• _Data listing_
PR #6410, opened 2016-07-12
Refactor get changes

tglman:
Hi,

This is a medium refactor for remove the double call to the atomic operation for get wal changes, the last commit is the one with more changes but that is just a code cleanup, all the required logic is on the first two commits, I haven't seen a big performance change but i think it still make sense merge it.

another thing, for make the refactor work i had to change this assert: 379257b#diff-4da6f88c14ce4d0fafc152774eeb7508L195 but it may hide a bigger problem, not due to the refactor, it seems that in some cases we lock an release in a not a balanced way, or is better say we load and lock the same page twice doing: lock,lock,release,release causing that assert to fail, this shouldn't be an issue because it happen only for new pages, that exist only in the current thread local, so no concurrency issues, but i would keep an aye on this.

all the rest should be strait forward, let me know if this make sense for you.


laa:
Thank you for patch :-)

• _Your objective_
From the line containing "This is a medium" to the final line above, output everything. Change nothing and add nothing.

• _Answer space_
This is a medium refactor for remove the double call to the atomic operation for get wal changes, the last commit is the one with more changes but that is just a code cleanup, all the required logic is on the first two commits, I haven't seen a big performance change but i think it still make sense merge it.

another thing, for make the refactor work i had to change this assert: 379257b#diff-4da6f88c14ce4d0fafc152774eeb7508L195 but it may hide a bigger problem, not due to the refactor, it seems that in some cases we lock an release in a not a balanced way, or is better say we load and lock the same page twice doing: lock,lock,release,release causing that assert to fail, this shouldn't be an issue because it happen only for new pages, that exist only in the current thread local, so no concurrency issues, but i would keep an aye on this.

all the rest should be strait forward, let me know if this make sense for you.


laa:
Thank you for patch :-)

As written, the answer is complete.